In the records below, begin at the line containing "Thanks, but I" and end at the line containing "#endif // CATCH_CONFIG_DISABLE_MATCHERS"; quote every line in that span exactly, including both boundary lines, and no others.

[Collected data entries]
********************

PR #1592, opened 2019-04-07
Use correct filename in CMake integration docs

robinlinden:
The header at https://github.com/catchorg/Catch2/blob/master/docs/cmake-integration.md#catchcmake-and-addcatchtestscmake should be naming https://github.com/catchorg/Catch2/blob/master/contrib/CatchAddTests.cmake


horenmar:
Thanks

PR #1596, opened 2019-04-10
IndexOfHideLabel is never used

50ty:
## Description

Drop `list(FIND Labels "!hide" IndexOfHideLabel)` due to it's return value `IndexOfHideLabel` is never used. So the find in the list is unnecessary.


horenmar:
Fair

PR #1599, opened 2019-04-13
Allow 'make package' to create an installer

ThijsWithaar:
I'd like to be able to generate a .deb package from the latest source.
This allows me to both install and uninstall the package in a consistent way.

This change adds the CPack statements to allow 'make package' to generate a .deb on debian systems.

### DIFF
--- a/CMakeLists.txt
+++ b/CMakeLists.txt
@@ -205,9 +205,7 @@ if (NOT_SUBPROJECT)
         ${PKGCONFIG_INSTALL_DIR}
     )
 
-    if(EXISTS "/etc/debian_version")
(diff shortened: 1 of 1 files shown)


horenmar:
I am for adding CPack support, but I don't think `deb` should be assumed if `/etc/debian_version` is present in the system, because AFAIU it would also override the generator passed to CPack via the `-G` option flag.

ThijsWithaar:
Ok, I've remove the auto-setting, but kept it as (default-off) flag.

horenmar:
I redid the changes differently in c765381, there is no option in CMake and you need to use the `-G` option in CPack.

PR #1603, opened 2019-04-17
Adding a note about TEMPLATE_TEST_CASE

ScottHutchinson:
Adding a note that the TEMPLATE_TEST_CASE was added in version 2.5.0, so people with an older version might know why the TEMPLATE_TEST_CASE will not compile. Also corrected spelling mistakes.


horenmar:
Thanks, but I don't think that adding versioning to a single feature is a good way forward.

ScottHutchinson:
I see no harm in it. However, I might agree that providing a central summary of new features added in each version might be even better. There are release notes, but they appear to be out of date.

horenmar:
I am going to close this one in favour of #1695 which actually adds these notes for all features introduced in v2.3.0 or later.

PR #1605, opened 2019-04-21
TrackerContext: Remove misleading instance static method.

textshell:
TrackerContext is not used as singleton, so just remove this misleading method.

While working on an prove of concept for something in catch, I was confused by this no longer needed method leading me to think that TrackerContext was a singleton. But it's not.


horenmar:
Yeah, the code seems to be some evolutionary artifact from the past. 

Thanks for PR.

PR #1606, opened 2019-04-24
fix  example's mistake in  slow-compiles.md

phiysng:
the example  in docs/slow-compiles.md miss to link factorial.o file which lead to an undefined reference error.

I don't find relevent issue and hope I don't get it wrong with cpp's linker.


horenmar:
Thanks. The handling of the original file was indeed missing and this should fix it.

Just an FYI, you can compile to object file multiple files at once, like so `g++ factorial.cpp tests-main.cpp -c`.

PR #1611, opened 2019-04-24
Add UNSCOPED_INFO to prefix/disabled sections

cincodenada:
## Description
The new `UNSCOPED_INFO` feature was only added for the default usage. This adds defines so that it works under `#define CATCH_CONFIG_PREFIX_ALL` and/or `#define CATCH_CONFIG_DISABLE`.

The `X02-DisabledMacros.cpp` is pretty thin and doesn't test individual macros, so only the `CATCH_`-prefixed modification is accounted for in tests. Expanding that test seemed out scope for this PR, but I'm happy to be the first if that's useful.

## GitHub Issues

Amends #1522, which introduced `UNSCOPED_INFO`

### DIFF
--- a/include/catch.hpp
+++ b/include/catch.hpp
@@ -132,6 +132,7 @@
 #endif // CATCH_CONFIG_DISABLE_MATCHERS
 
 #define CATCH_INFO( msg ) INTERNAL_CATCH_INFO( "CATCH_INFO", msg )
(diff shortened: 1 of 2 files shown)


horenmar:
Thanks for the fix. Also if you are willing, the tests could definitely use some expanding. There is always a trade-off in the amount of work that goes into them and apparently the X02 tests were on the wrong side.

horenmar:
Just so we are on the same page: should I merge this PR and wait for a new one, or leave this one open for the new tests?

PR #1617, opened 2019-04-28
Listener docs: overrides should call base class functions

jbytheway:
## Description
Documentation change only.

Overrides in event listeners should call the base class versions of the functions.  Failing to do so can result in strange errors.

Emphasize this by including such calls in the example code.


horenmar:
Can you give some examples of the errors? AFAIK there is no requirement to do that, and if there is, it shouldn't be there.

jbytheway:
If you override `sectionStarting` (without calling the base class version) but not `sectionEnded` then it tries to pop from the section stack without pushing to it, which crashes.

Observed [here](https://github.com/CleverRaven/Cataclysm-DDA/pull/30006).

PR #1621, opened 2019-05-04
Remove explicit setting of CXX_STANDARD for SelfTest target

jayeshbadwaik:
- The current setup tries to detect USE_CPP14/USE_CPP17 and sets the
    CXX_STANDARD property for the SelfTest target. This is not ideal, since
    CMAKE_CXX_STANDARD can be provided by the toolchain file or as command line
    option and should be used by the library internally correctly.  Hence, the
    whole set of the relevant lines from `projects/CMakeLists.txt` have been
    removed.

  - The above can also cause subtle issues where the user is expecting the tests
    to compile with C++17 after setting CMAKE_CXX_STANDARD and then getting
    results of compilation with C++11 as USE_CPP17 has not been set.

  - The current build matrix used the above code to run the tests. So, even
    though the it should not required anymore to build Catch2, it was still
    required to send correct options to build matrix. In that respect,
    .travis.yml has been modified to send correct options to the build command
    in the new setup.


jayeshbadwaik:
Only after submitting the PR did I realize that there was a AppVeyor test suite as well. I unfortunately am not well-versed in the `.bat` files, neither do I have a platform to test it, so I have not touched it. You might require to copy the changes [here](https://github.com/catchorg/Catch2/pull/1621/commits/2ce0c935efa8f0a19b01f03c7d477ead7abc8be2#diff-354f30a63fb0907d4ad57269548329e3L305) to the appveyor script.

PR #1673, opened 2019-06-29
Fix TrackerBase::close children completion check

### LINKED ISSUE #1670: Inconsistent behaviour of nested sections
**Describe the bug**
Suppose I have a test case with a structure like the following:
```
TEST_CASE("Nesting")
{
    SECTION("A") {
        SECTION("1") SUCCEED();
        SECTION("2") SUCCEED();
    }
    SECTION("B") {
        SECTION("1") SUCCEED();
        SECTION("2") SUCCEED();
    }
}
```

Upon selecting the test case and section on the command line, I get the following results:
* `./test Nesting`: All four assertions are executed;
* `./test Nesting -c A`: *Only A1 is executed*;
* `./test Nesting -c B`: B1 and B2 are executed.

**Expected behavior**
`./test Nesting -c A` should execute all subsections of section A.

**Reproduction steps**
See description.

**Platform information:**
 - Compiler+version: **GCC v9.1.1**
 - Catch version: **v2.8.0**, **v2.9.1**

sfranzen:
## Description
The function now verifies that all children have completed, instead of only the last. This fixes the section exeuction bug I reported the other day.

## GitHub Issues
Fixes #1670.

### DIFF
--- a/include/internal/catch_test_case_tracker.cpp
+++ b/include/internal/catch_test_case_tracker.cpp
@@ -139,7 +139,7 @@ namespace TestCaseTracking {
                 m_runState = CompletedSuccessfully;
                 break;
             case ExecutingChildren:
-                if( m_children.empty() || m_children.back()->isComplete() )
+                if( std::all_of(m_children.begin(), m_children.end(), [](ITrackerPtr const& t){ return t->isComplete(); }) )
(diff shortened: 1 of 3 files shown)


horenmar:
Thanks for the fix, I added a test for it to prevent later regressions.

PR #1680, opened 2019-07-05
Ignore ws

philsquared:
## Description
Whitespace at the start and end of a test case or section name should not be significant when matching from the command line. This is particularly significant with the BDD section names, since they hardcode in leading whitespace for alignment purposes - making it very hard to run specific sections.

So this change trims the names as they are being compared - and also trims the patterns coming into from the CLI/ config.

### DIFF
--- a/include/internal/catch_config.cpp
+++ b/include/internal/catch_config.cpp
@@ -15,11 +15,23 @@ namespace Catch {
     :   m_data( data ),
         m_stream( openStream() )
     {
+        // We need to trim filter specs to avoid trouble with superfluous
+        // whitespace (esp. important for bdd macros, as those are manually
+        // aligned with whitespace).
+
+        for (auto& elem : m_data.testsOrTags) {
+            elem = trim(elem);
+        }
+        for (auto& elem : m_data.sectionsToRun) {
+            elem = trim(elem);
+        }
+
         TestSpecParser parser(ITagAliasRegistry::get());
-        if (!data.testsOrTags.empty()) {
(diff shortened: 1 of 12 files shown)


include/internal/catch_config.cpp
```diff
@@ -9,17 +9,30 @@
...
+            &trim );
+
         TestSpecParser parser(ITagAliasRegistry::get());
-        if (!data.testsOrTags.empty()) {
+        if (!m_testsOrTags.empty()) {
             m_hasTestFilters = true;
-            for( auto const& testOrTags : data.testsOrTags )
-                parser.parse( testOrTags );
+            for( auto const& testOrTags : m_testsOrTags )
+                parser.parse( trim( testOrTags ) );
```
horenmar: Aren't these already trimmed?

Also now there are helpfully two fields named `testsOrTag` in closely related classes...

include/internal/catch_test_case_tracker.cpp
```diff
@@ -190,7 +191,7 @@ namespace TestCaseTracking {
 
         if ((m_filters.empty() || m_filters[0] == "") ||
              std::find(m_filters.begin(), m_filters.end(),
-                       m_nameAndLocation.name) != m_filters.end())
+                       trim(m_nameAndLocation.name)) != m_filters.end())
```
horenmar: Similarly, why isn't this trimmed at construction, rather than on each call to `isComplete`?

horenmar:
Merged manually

********************

## Response box:
Thanks, but I don't think that adding versioning to a single feature is a good way forward.

ScottHutchinson:
I see no harm in it. However, I might agree that providing a central summary of new features added in each version might be even better. There are release notes, but they appear to be out of date.

horenmar:
I am going to close this one in favour of #1695 which actually adds these notes for all features introduced in v2.3.0 or later.

PR #1605, opened 2019-04-21
TrackerContext: Remove misleading instance static method.

textshell:
TrackerContext is not used as singleton, so just remove this misleading method.

While working on an prove of concept for something in catch, I was confused by this no longer needed method leading me to think that TrackerContext was a singleton. But it's not.


horenmar:
Yeah, the code seems to be some evolutionary artifact from the past. 

Thanks for PR.

PR #1606, opened 2019-04-24
fix  example's mistake in  slow-compiles.md

phiysng:
the example  in docs/slow-compiles.md miss to link factorial.o file which lead to an undefined reference error.

I don't find relevent issue and hope I don't get it wrong with cpp's linker.


horenmar:
Thanks. The handling of the original file was indeed missing and this should fix it.

Just an FYI, you can compile to object file multiple files at once, like so `g++ factorial.cpp tests-main.cpp -c`.

PR #1611, opened 2019-04-24
Add UNSCOPED_INFO to prefix/disabled sections

cincodenada:
## Description
The new `UNSCOPED_INFO` feature was only added for the default usage. This adds defines so that it works under `#define CATCH_CONFIG_PREFIX_ALL` and/or `#define CATCH_CONFIG_DISABLE`.

The `X02-DisabledMacros.cpp` is pretty thin and doesn't test individual macros, so only the `CATCH_`-prefixed modification is accounted for in tests. Expanding that test seemed out scope for this PR, but I'm happy to be the first if that's useful.

## GitHub Issues

Amends #1522, which introduced `UNSCOPED_INFO`

### DIFF
--- a/include/catch.hpp
+++ b/include/catch.hpp
@@ -132,6 +132,7 @@
 #endif // CATCH_CONFIG_DISABLE_MATCHERS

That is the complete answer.